“Died Gently and Blessed in God” — Johann Sebastian Bach’s End

Abstract

Perhaps in memory of the countless setbacks in the process of choosing of a successor to the Thomaskantor Johann Kuhnau, who died in 1722, and the almost one-year interregnum that followed, the Leipzig City Council made hasty arrangements in June 1749 in preparation of Johann Sebastian Bach suddenly dying. It is questionable whether there was any acute need for action at this point in time. The ignoble nominating of Gottlob Harrer as successor may have encouraged the incumbent Thomaskantor to carry on rather than let himself be demotivated. Bach once again developed a variety of musical activities: The score of the mass in B minor was completed and several of his works were performed. Among these works, there could also have been a Pasticcio-Passion arranged from compositions by Carl Heinrich Graun, Georg Philipp Telemann and Bach’s own movements, performed on Good Friday 1750. At the earliest on Holy Saturday or Easter Monday 1750, Bach underwent that fateful eye operation by the London ophthalmologist John Taylor “partly on the advice of some of his friends”, of which he died four months later.

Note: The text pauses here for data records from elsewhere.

PR #1930, opened 2019-11-21
xcute: Improve loadbalancing strategy

AymericDu:
##### SUMMARY

Improve loadbalancing strategy

##### ISSUE TYPE

 - Feature Pull Request

##### COMPONENT NAME

- xcute

##### SDS VERSION

```
openio 5.2.2
```

### DIFF
--- a/oio/xcute/orchestrator.py
+++ b/oio/xcute/orchestrator.py
@@ -32,6 +32,7 @@ class XcuteOrchestrator(object):
 
     DEFAULT_DISPATCHER_TIMEOUT = 2
     DEFAULT_REFRESH_TIME_BEANSTALKD_WORKERS = 30
+    DEFAULT_MAX_JOBS_PER_BEANSTALKD = 1024
 
     def __init__(self, conf, logger=None):
         self.conf = conf
@@ -62,6 +63,10 @@ class XcuteOrchestrator(object):
         self.refresh_time_beanstalkd_workers = int_value(
             self.conf.get('refresh_time_beanstalkd_workers'),
             self.DEFAULT_REFRESH_TIME_BEANSTALKD_WORKERS)
+
+        self.max_jobs_per_beanstalkd = int_value(
+            self.conf.get('max_jobs_per_beanstalkd'),
+            self.DEFAULT_MAX_JOBS_PER_BEANSTALKD)
 
         self.running = True
         self.beanstalkd_workers = dict()
@@ -452,12 +457,24 @@ class XcuteOrchestrator(object):
 
         current_stats = beanstalkd.stats_tube(
             self.beanstalkd_workers_tube)
-        if current_stats['current-jobs-reserved'] <= 0 \
-                and current_stats['current-jobs-ready'] > 0:
-            self.logger.info(
-                'Ignore beanstalkd %s: The worker doesn\'t process task',
-                beanstalkd_addr)
-            return None
+        beanstalkd_jobs_ready = current_stats['current-jobs-ready']
+        if beanstalkd_jobs_ready > 0:
+            beanstalkd_jobs_reserved = current_stats['current-jobs-reserved']
+            if beanstalkd_jobs_reserved <= 0:
+                self.logger.info(
+                    'Ignore beanstalkd %s: The worker doesn\'t process task '
+                    '(current-jobs-ready=%d, current-jobs-reserved=%d)',
+                    beanstalkd_addr, beanstalkd_jobs_ready,
+                    beanstalkd_jobs_reserved)
+                return None
+
+            if beanstalkd_jobs_ready >= self.max_jobs_per_beanstalkd:
+                self.logger.info(
+                    'Ignore beanstalkd %s: The queue is full '
+                    '(current-jobs-ready=%d, current-jobs-reserved=%d)',
+                    beanstalkd_addr, beanstalkd_jobs_ready,
+                    beanstalkd_jobs_reserved)
+                return None
 
         if hasattr(beanstalkd, 'is_broken') and beanstalkd.is_broken:
             self.logger.info(
--- a/oio/xcute/orchestrator.py
+++ b/oio/xcute/orchestrator.py
@@ -13,6 +13,7 @@
 # You should have received a copy of the GNU Lesser General Public
 # License along with this library.
 
+import random
 from collections import OrderedDict
 
 from oio.common.exceptions import OioTimeout
@@ -21,7 +22,7 @@ from oio.common.green import ratelimit, sleep, threading
 from oio.common.json import json
 from oio.conscience.client import ConscienceClient
 from oio.event.beanstalk import Beanstalk, BeanstalkdListener, \
-    BeanstalkdSender, ConnectionError
+    ConnectionError
 from oio.xcute.common.backend import XcuteBackend
 from oio.xcute.jobs import JOB_TYPES
 
@@ -29,6 +30,7 @@ from oio.xcute.jobs import JOB_TYPES
 class XcuteOrchestrator(object):
 
     DEFAULT_DISPATCHER_TIMEOUT = 2
+    DEFAULT_REFRESH_TIME_BEANSTALKD = 5
 
     def __init__(self, conf, logger=None):
         self.conf = conf
@@ -57,7 +59,8 @@ class XcuteOrchestrator(object):
                          self.beanstalkd_reply_tube)
 
         self.running = True
-        self.threads = {}
+        self.beanstalkd_workers = dict()
+        self.threads = dict()
 
     def run_forever(self):
         """
@@ -65,20 +68,11 @@ class XcuteOrchestrator(object):
         """
 
         # gather beanstalkd info
-        self.all_beanstalkd = OrderedDict()
-        self.beanstalkd_senders = {}
-        beanstalkd_thread = threading.Thread(
-            target=self.refresh_all_beanstalkd)
-        beanstalkd_thread.start()
-
-        self.logger.info('Wait until beanstalkd are found')
-        while len(self.all_beanstalkd) == 0:
-            if not self.running:
-                return
-
-            sleep(5)
-
-        self.threads[beanstalkd_thread.ident] = beanstalkd_thread
+        refresh_beanstalkd_workers_thread = threading.Thread(
+            target=self.refresh_beanstalkd_workers_forever)
+        refresh_beanstalkd_workers_thread.start()
+        self.threads[refresh_beanstalkd_workers_thread.ident] = \
+            refresh_beanstalkd_workers_thread
 
         # restart running jobs
         self.logger.debug('Look for unfinished jobs')
@@ -151,10 +145,7 @@ class XcuteOrchestrator(object):
             tasks_counter = job.get_total_tasks(
                 job_params, marker=total_marker)
 
-        beanstalkd_workers = self.get_loadbalanced_workers()
-
-        thread_args = (job_id, job_type, job_config, job_tasks,
-                       beanstalkd_workers)
+        thread_args = (job_id, job_type, job_config, job_tasks)
         dispatch_thread = threading.Thread(
             target=self.dispatch_job,
             args=thread_args)
@@ -170,8 +161,7 @@ class XcuteOrchestrator(object):
             args=(job_id, tasks_counter))
         total_tasks_thread.start()
 
-    def dispatch_job(self, job_id, job_type, job_config, job_tasks,
-                     beanstalkd_workers):
+    def dispatch_job(self, job_id, job_type, job_config, job_tasks):
         """
             Dispatch all of a job's tasks
         """
@@ -179,6 +169,8 @@ class XcuteOrchestrator(object):
         self.logger.info('Start dispatching job (job_id=%s)', job_id)
 
         try:
+            beanstalkd_workers = self.get_beanstalkd_workers()
+
             tasks_per_second = job_config['tasks_per_second']
             tasks_batch_size = job_config['tasks_batch_size']
 
@@ -246,31 +238,23 @@ class XcuteOrchestrator(object):
                              len(beanstalkd_payload))
 
         while self.running:
-            workers_tried = set()
-            for worker in beanstalkd_workers:
-                if worker is None:
-                    self.logger.info('No beanstalkd available (job_id=%s)',
-                                     job_id)
+            for beanstalkd_worker in beanstalkd_workers:
+                if not self.running:
+                    return False
+                if beanstalkd_worker is not None:
                     break
 
-                if worker.addr in workers_tried:
-                    self.logger.debug('Tried all beanstalkd (job_id=%s)',
-                                      job_id)
-                    break
-
-                sent = worker.send_job(beanstalkd_payload)
-
-                if not sent:
-                    workers_tried.add(worker.addr)
-
-                    continue
-
-                self.logger.debug('Tasks (job_id=%s) sent to %s: %s',
-                                  job_id, worker.addr, tasks)
+            try:
+                beanstalkd_worker.put(beanstalkd_payload)
+                self.logger.debug(
+                    '[job_id=%s] Tasks sent to %s: %s', job_id,
+                    beanstalkd_worker.addr, str(tasks))
                 return True
-
-            workers_tried.clear()
-            sleep(5)
+            except Exception as exc:
+                self.logger.warn(
+                    '[job_id=%s] Fail to send beanstalkd job: %s',
+                    job_id, exc)
+        return False
 
     def make_beanstalkd_payload(self, job_id, job_type, job_config,
                                 tasks):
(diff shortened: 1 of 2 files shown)


oio/xcute/orchestrator.py
```diff
@@ -248,32 +235,29 @@ def dispatch_tasks(self, beanstalkd_workers,
...
+            try:
+                beanstalkd_worker.put(beanstalkd_payload)
+                sent = True
+                break
+            except Exception as exc:
+                self._refresh_beanstalkd_workers = True
+                self.logger.warn(
+                    '[job_id=%s] Fail to send beanstalkd job: %s',
+                    job_id, exc)
+                sleep(1)
```
loamhoof: Why wait when you could try the next one directly?

oio/xcute/orchestrator.py
```diff
@@ -58,28 +59,21 @@ def __init__(self, conf, verbose):
                          self.beanstalkd_reply_tube)
 
         self.running = True
-        self.threads = {}
+        self.beanstalkd_workers = None
+        self.beanstalkd_workers_next_index = 0
```
loamhoof: Can't we make `beanstalkd_workers` an iterator instead of this random global state?

oio/xcute/orchestrator.py
```diff
@@ -248,32 +235,29 @@ def dispatch_tasks(self, beanstalkd_workers,
...
 
-                sent = worker.send_job(beanstalkd_payload)
-
-                if not sent:
-                    workers_tried.add(worker.addr)
-
-                    continue
-
-                self.logger.debug('Tasks (job_id=%s) sent to %s: %s',
-                                  job_id, worker.addr, tasks)
```
loamhoof: Removed the log? :crying_cat_face:

oio/xcute/orchestrator.py
```diff
@@ -366,77 +350,104 @@ def process_reply(self, beanstalkd_job_id, encoded_reply):
...
+                                              beanstalkd_stats)
+            except Exception as exc:
+                self.logger.error(
+                    'Fail to find beanstalkd workers: %s', exc)
 
-            for beanstalkd_addr in self.all_beanstalkd:
-                if beanstalkd_addr in all_beanstalkd_with_tubes:
-                    continue
+            # Shuffle to avoid having the beanstalkd consecutively
+            random.shuffle(beanstalkd_workers)
```
loamhoof: Not sure I understand the point

oio/xcute/orchestrator.py
```diff
@@ -366,77 +350,104 @@ def process_reply(self, beanstalkd_job_id, encoded_reply):
...
-                try:
-                    beanstalkd_tubes = self.get_beanstalkd_tubes(
-                        beanstalkd_addr)
-                except ConnectionError:
-                    continue
-
-                all_beanstalkd_with_tubes[beanstalkd_addr] = (
-                    beanstalkd, beanstalkd_tubes)
+            try:
+                self._find_beanstalkd_workers(beanstalkd_workers,
```
loamhoof: please return `beanstalkd_workers` and `beanstalkd_stats` so it's easier to see that they've been updated

oio/xcute/orchestrator.py
```diff
@@ -366,77 +350,104 @@ def process_reply(self, beanstalkd_job_id, encoded_reply):
...
-                        addr=beanstalkd['addr'],
-                        tube=self.beanstalkd_workers_tube,
-                        logger=self.logger)
+        current_stats = beanstalkd.stats_tube(
+            self.beanstalkd_workers_tube)
+        previous_stats = beanstalkd_stats.get(beanstalkd_addr)
+        beanstalkd_stats[beanstalkd_addr] = current_stats
+        if (previous_stats is not None
+                and (previous_stats['current-jobs-ready'] > 0
+                     or current_stats['current-jobs-ready'] > 0)
```
loamhoof: Is `current-jobs-ready` the number of jobs in the queue?
It's completely normal to have some waiting in the queue (it limits the overhead) and we should strive to always have some in the queue.

oio/xcute/orchestrator.py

According to a statement by Carl Philipp Emanuel Bach, his father still had lively “soul and physical strength” until that momentous operation. Only his eyesight was severely impaired. A second operation took place between April 4th and 8th, 1750. Due to the surgical procedure, Bach’s “otherwise extremely healthy body ... was completely thrown into disarray, by added harmful drugs and other things”. The result was a feverish infection, of which he ultimately died. By Pentecost 1750 at the latest, Bach was unable to fulfill his obligations, so that Prefect Johann Adam Franck replaced him in his office until his death on July 28th and probably directed the church music in Leipzig’s main churches until the end of September 1750.